È un tema sempre più attuale, della cui importanza si stanno accorgendo un po’ tutti coloro che lavorano nel settore della produzione agricola: se non riesci a comunicare direttamente con il consumatore, a dire chi sei, cosa fai, come lo fai, perché lo fai, rischi di essere insignificante nella tua capacità di orientare i consumi.
Tanto più se, è il caso del latte, i consumi si stanno abbassando in maniera notevole, anno dopo anno.
La comunicazione (non fatta, o fatta poco e male) è il collo di bottiglia che strozza ogni sforzo fatto a monte: benessere degli animali, sanità delle stalle e dei prodotti, riduzione dei farmaci, qualità e sostenibilità lasciano al produttore solo i costi, se egli non riesce a spiegarli al consumatore, se è incapace di ridurre quella distanza che lo separa da chi mette mano agli scaffali.
Non solo. Così facendo lascia spazio a chi, numericamente ampiamente minoritario, ma mediaticamente fortissimo e estremamente motivato, semina la sua narrazione diretta a contrastare allevamento, allevatori e loro prodotti.
E lo fa, spesso, ribaltando quell’immagine di allevamento (che costituisce l’humus mentale della stragrande maggioranza del consumatori) fatta di pascoli verdi, mucche allegre, contadinelle ammiccanti, erba profumata, felicità fiabesca che, per anni – e non è certo finita – è stata il tema comune di ogni spot televisivo su tutto ciò che riguardasse il latte.
E qui arriviamo al tema.
Perché la comunicazione dell’allevamento (e degli allevatori) è stata fatta, è vero, con intenti anche lodevoli, dal mondo della produzione. Così come si possono ricordare spot ministeriali a sostegno del latte. Poca roba, in verità, cartucce di piccolo calibro incapaci di lasciare traccia.
Un po’ perché limitate nel tempo, un po’ perché bruttine, un po’ perché, in fondo, a tutto questo il mondo della produzione non ha mai creduto e ha sempre gestito la cosa come una fastidiosa seccatura.
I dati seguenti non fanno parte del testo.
PR #1107, opened 2019-06-21
Can capture pretext hash without submodules

jjrsylvestre:
Something you said this morning (Fri 21 Jun) made me realize you can capture the pretext commit hash without all the submodule stuff. (And the submodule idea has a flaw I didn't realize until after we had talked on Thu 20 Jun in Portland.)

Here is a very simple approach to grab the dev commit hash and place it in the header. The drawback is that if fails if the user is compiling without the -xinclude flag. (But I account for this in the xsl code edit.)

### DIFF
--- a/pretext.hash
+++ b/pretext.hash
@@ -1,0 +1,5 @@
+<?xml version="1.0" encoding="ASCII" ?>
+
+<pretexthash xmlns:xi="http://www.w3.org/2001/XInclude">
+<xi:include href=".git/refs/heads/dev" parse="text" />
+</pretexthash>
--- a/xsl/mathbook-common.xsl
+++ b/xsl/mathbook-common.xsl
@@ -37,7 +37,7 @@ along with MathBook XML.  If not, see <http://www.gnu.org/licenses/>.
 
 <!-- Identify as a stylesheet -->
 <xsl:stylesheet xmlns:xsl="http://www.w3.org/1999/XSL/Transform" version="1.0"
-    xmlns:xml="http://www.w3.org/XML/1998/namespace" 
+    xmlns:xml="http://www.w3.org/XML/1998/namespace"
     xmlns:date="http://exslt.org/dates-and-times"
     xmlns:exsl="http://exslt.org/common"
     xmlns:str="http://exslt.org/strings"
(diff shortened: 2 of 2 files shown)


jjrsylvestre:
If using this, you will need to make sure that other means of obtaining PreTeXt (zip file, Dave R.'s installer, etc.) include a file .git/refs/heads/dev, whether including the actual commit hash used to bundle up PreTeXt, or perhaps just empty.

rbeezer:
Excellent!  Do you think a "git post-commit hook" could reliablly construct `pretext.hash` without needing the `xi:include` part?  Maybe just `echo` the XML tags and `cat` the file containing the hash?  Then a `document()` can read it in as it does now?

https://git-scm.com/book/en/v2/Customizing-Git-Git-Hooks

jjrsylvestre:
That's what I was doing with the submodule approach (but with a pre-commit hook), so yes it can be done but then you're back to a chicken-and-egg situation. The post-commit hook would only update the hash in the committer's local repo, and then another commit would be needed to push the new hash to the public repo, and then that new hash inside pretext.hash would be immediately out of date.

I guess another approach would be to adopt a "always double commit when modifying xsl" policy:

> modify xsl
> commit
> manually store this latest commit hash in pretext.hash
> commit *only* the change to pretext.hash

For any commits that don't touch mathbook/xsl/, don't bother to update pretext.hash. Then you can always compare the hash stored in users' output headers with the hash in pretext.hash, to see what update to mathbook/xsl they are using.

(This is essentially equivalent to the submodule approach, but without the extra complications of actually using submodules...)

rbeezer:
Yep, I realized early this morning I was back to the chicken and the egg again.  :-(

So then I found the "entity technique" near the end of

https://stackoverflow.com/questions/20109910/how-to-read-plain-text-content-with-xslt-1-0

to read in a "plain text" file.

I have not yet tested, but I suspect if the XSL gets separated from the `.git` directory, then this entity business will raise a big (fatal) error.  Which will cause more problems than it solves.

There have been requests for tagging the repository regularly at stages where the code is reliable.  Maybe the most reasonable course is to manually copy the adjacent commit hash as part of that process.  Then the double-commit routine will just happen on a semi-regular schedule (and is not a permanent fixture in daily workflow).  For example, the header could look like:

```
Most recent stable commit, June 2019 
  002c0f48cf8a103d69962b351e08446d8b409713
```

jjrsylvestre:
Would probably want to do that on a separate branch dev-stable (or just
master ;)) and ask end users to use that branch. Otherwise, what gets
written to the header from pretext.hash will get out of sync with what was
actually used to process a document. (But then users using the dev branch
will have the same problem.)

rbeezer:
The CLI is now the way to go for non-developers.  And the now oft-requested `pretext support` will include the "core" commit being employed (in addition to the CLI version number).

So we are now getting good information from authors whose problem is that they have not updated recenty.  ;-)

@jjrsylvestre - I appreciate all the excellent technical work here, but I think we've got what we need through the move to the CLI.  Thanks very much, all the same.

PR #1116, opened 2019-06-26
Couple of small EPUB changes

mitchkeller:
Change to the sed script fixes a validation issue. Change to the XSLT solves both a validation issue and a content issue as author biographies are now both put in the manifest and on the spine to be readable.


rbeezer:
Thanks, Mitch!  

git nit:  Since I edit commit messages, the "old" commits on this branch are stale, and the "official" ones have new commit hashes.  In other projects, what you have done would work well.  I was able to `fetch` this branch and `cherry-pick` the tip, which was easy.  Best practice for you would be to delete a branch once I've merged it.

I'm going to clean up my work from yesterday right now.

PR #2676, opened 2025-08-23
QR codes for interactive programs

ascholerChemeketa:
This adds QR code generation for interactive programs (activecode/codelens).

Because programs already may have width issues in print, I don't want to do the link side by side with the program itself. So instead, an assemblage with a link/qr is added after the program. I think it is good to have that block visually separated as a "here is something not part of the core text". But I feel no real ownership of that layout.

image

I figure you will want to do your own test of generation, so no commit with the updated QR codes.

First commit fixes a breaking bug if version 8+ of qrcode is installed:
https://pypi.org/project/qrcode/
If the rest of this ends up languishing, it might be worth breaking that commit out.


ascholerChemeketa:
Draft while working on:
https://github.com/PreTeXtBook/pretext/pull/2682

ascholerChemeketa:
Updated based on results of `<pi:localize>` work.

Content since last review:
* Individual xml sidecar files for urls
* Use pi:localize
* Dropped commit moving static-url templates from -assembly to -html (see below)

I kept the `extraction-wrapper` override in `extract-qrcode` as it is the best way to have a single decision based on `$baseurl` to either generates error message or do work.

I believe `dataurl` is the now the only thing that still relies on `"static-url"` templates during static build. So moving the `"static-url"` templates needs to wait on a solution for it.

ascholerChemeketa:
Force pushed to rebase.
Two new commits at end. One to change structure of the SBS. Once we pick a final format I will merge it into other commits. Other has hello world testing setup. It will get dropped.

Here is a:
```
sbs
   paragraphs
      p
         em
            title text
      p
          url
```

A `title` instead of the first paragraph would be more semantic, but looks ugly when rendered with an inline table.

I think this is going to be impossible to make pretty in assembly given the current tools.

ascholerChemeketa:
Sounds good. Force pushed that structure with `@pi:indent="no"` on the `<p>`s.

rbeezer:
Working on this one.  I'm leery of the import of `pretext-html.xsl` into the focused stylesheet for extraction.  And we need a more general fix, since I would like links to "in situ" versions of `interactive`, etc.  See #2819.

I've got more to look at, so do not add anything here right now, might be a day or two...

ascholerChemeketa:
Roger.

Not so sure about the standalone page. It would break programs that use other elements on the page as data files of code to include. And assigned exercises already end up on an out of context page.

For purposes of the QR destination, I personally would want people to end up on the relevant book page, not in a one-off for that program. Both on principle and because the standalone pages don't currently make it easy to get back to in-context - we expect someone navigates to them from the book, not starts there.

oscarlevin:
I believe due to this PR, the cli is throwing errors when it tries to build html that contains interactive elements.  

```
error: processing with /home/oscar/.ptx/2.38.3/core/xsl/pretext-html.xsl has failed
critical: Cannot resolve URI /files/GitHub/dev/pretext-cli/new-pretext-project/interactive/generated-assets/qrcode/interactive-infinity-url.xml
critical: Failed to build without errors.  Exiting...
```

Is it true that the html build now requires QR codes to be generated?  Of course the CLI builds QR codes for static formats, but until now we haven't done so for html.

Anyway, adding qrcodes to the list of assets to build for HTML seems to fix the issue.  So I'm happy to add that, but wanted to make sure this was the intended behavior.

Also, do I need to check the source for `.//program[@interactive]` in case the source doesn't have other interactives?

rbeezer:
The `qrcode` format is now also making files of URLs based on the base URL.  I can't think of why we are trying to read those files for an HTML build.  Must be a new `exsl:document()`.  I might be able to investigate in a few hours.  So maybe CLI should generate as a short-term measure?

oscarlevin:
That's what I've done, so no rush on this.

ascholerChemeketa:
I had noticed that requirement. It is not directly related to QR codes. The requirement comes from reading url's for `audio|video|interactive[not(static)]` from the new sidecar files that was added in
6672af74419ecbecaf8a50ff35ea63c397ad5d77

I had meant to bring it up. It would be nice not to have HTML depend on those sidecars. If you are in a tight edit loop with something like Codechat or nodemon doing partial rebuilds and you add an audio/video/interactive, you now have to break out of your normal rebuild and go trigger a qr code extration.

rbeezer:
I think I can write those URLs as attributes, but since the computer chunk-level variable will be overridden by a conversion, it will mean parameterizung the containg-fikename template.

Though maybe the real problem is that the standalone-filename is in the problematic file, that does not need to know anything about chunking.  I believe this is the heart of the bug.

rbeezer:
>  I can't think of why we are trying to read those files for an HTML build.

The read/opening of the sidecar files was placed well before it was needed, and should have been buried in part of a `xsl:choose`.  Fixed at 05f38f327fb198ab27da5c9b49353c2b70793e0e.  So, @oscarlevin, you should be able to let your guard down on the HTML builds.  Thanks for catching this one.

For the first time, I'll blame Claude.  Or maybe Claude's supervisor.

rbeezer:
And in the FWIW category, it seems the `qrcode` package, which I must have updated to v8.0 for this PR, is making images about a quarter of the previous size.

PR #2677, opened 2025-08-24
Improve `dl @width` options

oscarlevin:
This started as a PR to just fix a bug in which `dl` with `@width="narrow"` didn't display correctly in HTML.  That is accomplished here.

The guide also claims that `@width` can have value "wide", but this never seems to have been implemented.  So I did that for LaTeX and HTML.  And then also added an example to the sample article.

There is a small inconsistency between LaTeX and HTML for narrow though: in LaTeX, a narrow `dl` that has a `dt` too big to fit in the allocated `11ex` will make the `dd` start on the next line.  I think this is how the narrow option was supposed to work for HTML, but the CSS that was there was broken so I simplified it to always keep the `dd` on the same line.  In HTML, the narrow `dt` is also flush right (same as the other widths), but this is not true for LaTeX.

There are other things to do for `dl`.  We have talked about a slightly different style for the nested terms.  And the nested terms in LaTeX have strange spacing (or at least, not consistent with HTML).  There is also still an issue with `dl` as the first child of a `<paragraphs>` that  needs work in LaTeX.  All this for another time.

### DIFF
--- a/css/components/elements/_description-lists.scss
+++ b/css/components/elements/_description-lists.scss
@@ -69,33 +69,23 @@ dl.description-list {
     margin-left: 22ex;
   }
 
-  .narrow {
+  &.narrow {
     dt {
-      margin-top: 0;
-      width: unset;
-      max-width: 55ex;
-      text-align: left;
+      width: 11ex;
     }
 
     dd {
-      margin-left: 12ex;
-      margin-left: 0;
-      margin-top: 0;
-      width: 31em;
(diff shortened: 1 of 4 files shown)


rbeezer:
CSS: 11ex, 15ex, 25ex
HTML: 11ex, 18ex, 25ex

Conscious, or no?  I may procede with review and merge.  So just let me know and I can hand-edit, if necessary now or later. (I.e, don't do a force-push or folllow-on commit).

Il grosso della comunicazione dell’allevamento, questa sì fatta bene e anche benissimo, è quella che fanno le industrie, le grandi marche.
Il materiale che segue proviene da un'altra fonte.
PR #2680, opened 2025-08-25
Favor publisher value for HTML toc focused mode over theme value

ascholerChemeketa:
Second commit addresses:
https://groups.google.com/g/pretext-dev/c/PqQfGGJXKYA/m/1JuWVrw1AQAJ?utm_medium=email&utm_source=footer

While testing noticed that not specifying any theme/style gives a warning that theme `""` is not supported and that default modern will be used. First commit fixes that.


oscarlevin:
I think these both look good, and am happy to fully test and merge later today.  But note that these are changes to `publisher-variables.xsl`, so let me know @rbeezer if you want to handle this instead.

Ed è qui che salta fuori il problema. È in questi spot, così belli, così ammiccanti, così fiabeschi, che passa l’immagine di stalla felice, totalmente irreale, che poi viene usata – come molla per rilanciare e potenziare le accuse – da chi contesta l’allevamento.
“Altro che mucca felice da cartolina”, dicono più o meno. “L’allevamento è tutt’altra cosa!”
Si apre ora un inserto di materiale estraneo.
PR #2681, opened 2025-08-26
Add appendix contents to runestone manifest

ascholerChemeketa:
This adds `appendix` items to the RS manifest. They can contain:
* datafiles
* source elements for programs that are linked to from elsewhere (same items that are written as `<source>` in chapters)

They do not contain any `<questions>` as those require a chapter with an integer chapter number. An appendix with exercises etc... would require reworking data assumptions in RS.

### DIFF
--- a/examples/sample-book/backmatter.xml
+++ b/examples/sample-book/backmatter.xml
@@ -81,6 +81,20 @@ along with MathBook XML.  If not, see <http://www.gnu.org/licenses/>.
         </section>
     </appendix>
 
+    <appendix>
+        <title>Some Runestone Elements</title>
+        <p>These elements should end up in the Runestone manifest.</p>
+        <datafile filename="datafile-appendix.txt" xml:id="datafile-appendix" label="datafile-appendix">
+            <pre>
+            Ipsum lorem...
+            </pre>
+        </datafile>
+
+        <program language="py" xml:id="program-appendix" label="program-appendix">
+            print("Hello from the appendix!")
+        </program>
+    </appendix>
+
     <xi:include href="./gfdl-mathbook.xml" />           <!-- GFDL License text -->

Effettivamente lo è. Ma non nel senso che si vuol far credere.
Ma chi lo spiega? Chi lo racconta?
In verità qualche spot benemerito c’è. Cito spesso quello magistrale della Latteria Soresina (clicca qui), che mostra la stalla per quello che è – la stalla reale al posto della stalla da cartolina – e fa capire con eleganza che c’è molto benessere, molta qualità, molta salute in una stalla razionale.
Anche Granarolo ha fatto uno spot interessante (clicca qui) in tal senso, e anche McDonalds (clicca qui).
Ciò significa che la stalla reale, la stalla razionale, l’allevamento fatto bene, hanno argomenti da offrire, se sono dati in mano a chi sa come raccontarli.
Conclusione di questo ragionamento? Serve un patto tra chi produce e le grandi aziende, quelle che sanno di comunicazione e ne fanno un loro strumento di lavoro quotidiano, per raccontare l’allevamento come è nei loro spot pubblicitari.
Servono spot onesti, veritieri, che riescano a comunicare la realtà in maniera accattivante, e, così facendo, contribuiscano a creare un’immagine più aderente alla realtà della stalla razionale.
Solo le grandi aziende, i grandi marchi, hanno capacità e potenza mediatica per fare passare, insieme al nome del loro prodotto, anche una visione più corretta di allevamento e produzione.
Va chiesto nelle contrattazioni, deve diventare un elemento della trattativa.
Del resto è anche nel loro interesse: il latte, fino a prova contraria, arriva dagli allevamenti reali, non da quelli di cartapesta.